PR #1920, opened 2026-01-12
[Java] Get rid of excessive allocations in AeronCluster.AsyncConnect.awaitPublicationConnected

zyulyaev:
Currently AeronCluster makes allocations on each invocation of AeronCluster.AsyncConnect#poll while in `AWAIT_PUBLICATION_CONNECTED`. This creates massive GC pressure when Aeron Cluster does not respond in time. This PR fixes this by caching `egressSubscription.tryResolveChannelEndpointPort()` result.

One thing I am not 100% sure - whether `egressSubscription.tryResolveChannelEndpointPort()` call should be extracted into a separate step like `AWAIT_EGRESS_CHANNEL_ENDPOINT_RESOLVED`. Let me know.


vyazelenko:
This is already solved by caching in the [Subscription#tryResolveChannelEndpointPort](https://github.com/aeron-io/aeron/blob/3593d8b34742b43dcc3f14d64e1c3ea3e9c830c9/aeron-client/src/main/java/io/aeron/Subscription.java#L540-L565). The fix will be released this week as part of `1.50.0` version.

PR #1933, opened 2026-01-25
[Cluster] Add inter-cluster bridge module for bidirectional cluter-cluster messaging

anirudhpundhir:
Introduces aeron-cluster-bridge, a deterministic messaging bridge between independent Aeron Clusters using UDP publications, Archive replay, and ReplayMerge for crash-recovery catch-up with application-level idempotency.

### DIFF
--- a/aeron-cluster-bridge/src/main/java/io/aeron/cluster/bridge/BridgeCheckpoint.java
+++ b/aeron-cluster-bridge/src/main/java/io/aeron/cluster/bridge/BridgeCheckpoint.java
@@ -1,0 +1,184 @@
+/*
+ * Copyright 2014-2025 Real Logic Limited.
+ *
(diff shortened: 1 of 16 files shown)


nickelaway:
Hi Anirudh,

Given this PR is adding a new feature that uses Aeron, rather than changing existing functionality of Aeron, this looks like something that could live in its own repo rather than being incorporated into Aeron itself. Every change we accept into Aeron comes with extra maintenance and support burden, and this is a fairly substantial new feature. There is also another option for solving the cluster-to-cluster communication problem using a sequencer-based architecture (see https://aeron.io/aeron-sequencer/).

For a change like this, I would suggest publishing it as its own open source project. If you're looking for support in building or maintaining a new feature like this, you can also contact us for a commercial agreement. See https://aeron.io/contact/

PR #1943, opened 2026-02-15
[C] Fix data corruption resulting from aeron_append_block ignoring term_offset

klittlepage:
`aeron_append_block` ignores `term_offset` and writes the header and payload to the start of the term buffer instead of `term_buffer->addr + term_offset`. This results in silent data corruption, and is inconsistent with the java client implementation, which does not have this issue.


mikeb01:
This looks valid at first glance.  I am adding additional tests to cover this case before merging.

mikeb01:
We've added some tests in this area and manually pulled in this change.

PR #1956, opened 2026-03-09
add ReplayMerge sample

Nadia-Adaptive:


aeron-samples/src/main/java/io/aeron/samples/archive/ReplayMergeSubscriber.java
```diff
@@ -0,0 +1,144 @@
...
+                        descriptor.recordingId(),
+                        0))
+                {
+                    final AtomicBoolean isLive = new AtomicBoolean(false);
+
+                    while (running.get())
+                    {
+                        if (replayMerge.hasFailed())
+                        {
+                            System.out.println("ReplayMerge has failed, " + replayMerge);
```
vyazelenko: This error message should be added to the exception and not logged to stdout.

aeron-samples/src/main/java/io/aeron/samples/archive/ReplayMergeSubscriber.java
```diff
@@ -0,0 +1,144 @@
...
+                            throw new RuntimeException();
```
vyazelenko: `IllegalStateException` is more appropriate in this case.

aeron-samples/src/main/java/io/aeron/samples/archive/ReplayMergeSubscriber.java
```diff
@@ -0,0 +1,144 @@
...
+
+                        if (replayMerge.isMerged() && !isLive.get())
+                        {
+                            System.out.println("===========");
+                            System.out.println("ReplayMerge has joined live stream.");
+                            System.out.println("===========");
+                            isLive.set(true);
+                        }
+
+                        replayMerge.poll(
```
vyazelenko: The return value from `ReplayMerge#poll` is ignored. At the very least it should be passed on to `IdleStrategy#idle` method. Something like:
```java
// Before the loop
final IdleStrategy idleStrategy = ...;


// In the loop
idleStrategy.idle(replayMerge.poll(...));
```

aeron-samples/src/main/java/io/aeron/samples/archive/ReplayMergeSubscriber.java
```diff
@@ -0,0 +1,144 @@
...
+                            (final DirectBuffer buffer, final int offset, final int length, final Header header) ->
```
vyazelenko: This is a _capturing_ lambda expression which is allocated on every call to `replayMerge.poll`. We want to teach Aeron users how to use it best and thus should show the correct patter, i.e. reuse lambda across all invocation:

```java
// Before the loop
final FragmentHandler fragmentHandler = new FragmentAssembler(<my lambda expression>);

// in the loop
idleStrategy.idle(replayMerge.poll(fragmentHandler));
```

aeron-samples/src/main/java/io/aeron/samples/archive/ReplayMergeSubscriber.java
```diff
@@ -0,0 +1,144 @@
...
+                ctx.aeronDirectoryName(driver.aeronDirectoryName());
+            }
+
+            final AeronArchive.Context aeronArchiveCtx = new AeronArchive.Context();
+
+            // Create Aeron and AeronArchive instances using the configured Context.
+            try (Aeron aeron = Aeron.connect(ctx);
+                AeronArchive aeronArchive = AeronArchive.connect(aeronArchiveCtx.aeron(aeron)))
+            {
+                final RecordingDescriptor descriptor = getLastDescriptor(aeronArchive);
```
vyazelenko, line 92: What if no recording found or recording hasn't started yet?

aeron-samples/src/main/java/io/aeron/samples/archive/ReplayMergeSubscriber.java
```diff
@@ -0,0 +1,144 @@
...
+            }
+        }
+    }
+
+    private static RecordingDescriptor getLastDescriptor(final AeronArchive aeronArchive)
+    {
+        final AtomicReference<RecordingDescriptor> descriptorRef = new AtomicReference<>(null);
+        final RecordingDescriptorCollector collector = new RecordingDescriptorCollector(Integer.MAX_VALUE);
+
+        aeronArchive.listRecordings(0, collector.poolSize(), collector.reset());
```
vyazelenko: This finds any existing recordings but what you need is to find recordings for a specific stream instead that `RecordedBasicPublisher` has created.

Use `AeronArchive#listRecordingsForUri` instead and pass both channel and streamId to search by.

__________

### Requirement
Only the lines from the beginning of the entries through the line bearing "One thing I" should be returned, each exactly as written.

### Response below
PR #1920, opened 2026-01-12
[Java] Get rid of excessive allocations in AeronCluster.AsyncConnect.awaitPublicationConnected

zyulyaev:
Currently AeronCluster makes allocations on each invocation of AeronCluster.AsyncConnect#poll while in `AWAIT_PUBLICATION_CONNECTED`. This creates massive GC pressure when Aeron Cluster does not respond in time. This PR fixes this by caching `egressSubscription.tryResolveChannelEndpointPort()` result.

One thing I am not 100% sure - whether `egressSubscription.tryResolveChannelEndpointPort()` call should be extracted into a separate step like `AWAIT_EGRESS_CHANNEL_ENDPOINT_RESOLVED`. Let me know.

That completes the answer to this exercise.